Issue #592, opened 2020-09-28
AUTH initial command missing when options:parameters:password is specified


zexa:
Hi, 

It seems like the following settings do not add an `AUTH` initial command

```
snc_redis:
  clients:
    default:
      dsn: "redis://127.0.0.1:8999"
      options:
        parameters:
          password: "passwordInParameters"
```

But these do.

```
snc_redis:
  clients:
    default:
      dsn: "redis://passwordInDSN@127.0.0.1:8999"
```

The expected behavior was that both of these settings styles would do the exact same thing. 

Is the style in the first example deprecated? If not what can I do to make it work?

B-Galati:
Hi, Both of them should work indeed. Don't know which one is the priority tough

PR #593, opened 2020-10-02
Specify the password via parameters for non sentinel connections

zexa:
Before this change, the options:parameters:password was reserved for sentinel
connections only, as we need a way to pass the auth to the servers that
sentinel provides for us, but not to sentinel itself.

This change allows us to use options:parameters:password for regular redis
connections.

The code checks if replication is set, because we want to keep the sentinel
functionality as is, which in this case is to leave the password in parameters
and allow sentinel to build the connection later.

### DIFF
--- a/Factory/PredisParametersFactory.php
+++ b/Factory/PredisParametersFactory.php
@@ -40,7 +40,8 @@ class PredisParametersFactory
         }
 
         if (
-            !isset($finalOptions['replication'])
+            !isset($finalOptions['password'])
+            && !isset($finalOptions['replication'])
             && isset($finalOptions['parameters']['password'])
         ) {
             $finalOptions['password'] = $finalOptions['parameters']['password'];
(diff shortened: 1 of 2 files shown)


zexa:
Related to https://github.com/snc/SncRedisBundle/issues/592

B-Galati:
Can you add some tests please?

B-Galati:
@zexa I've just seen that you targeted 2.1 branch but it is not maintained anymore. Can you target master please?

B-Galati:
It has been closed because I deleted 2.1 branch, please re-open against master ;-)

zexa:
I specificly targeted the 2.1 branch because the company I work at uses php 7.0 which version 3.x does not support (Minimum php version 7.1 AFAIK). 

If I apply a patch on master, will a tag be made for 2.1?

B-Galati:
no sorry, you must update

● ● ●

## Assignment
Report all lines in the listing above that contain the word "initial".

## Result below
AUTH initial command missing when options:parameters:password is specified
It seems like the following settings do not add an `AUTH` initial command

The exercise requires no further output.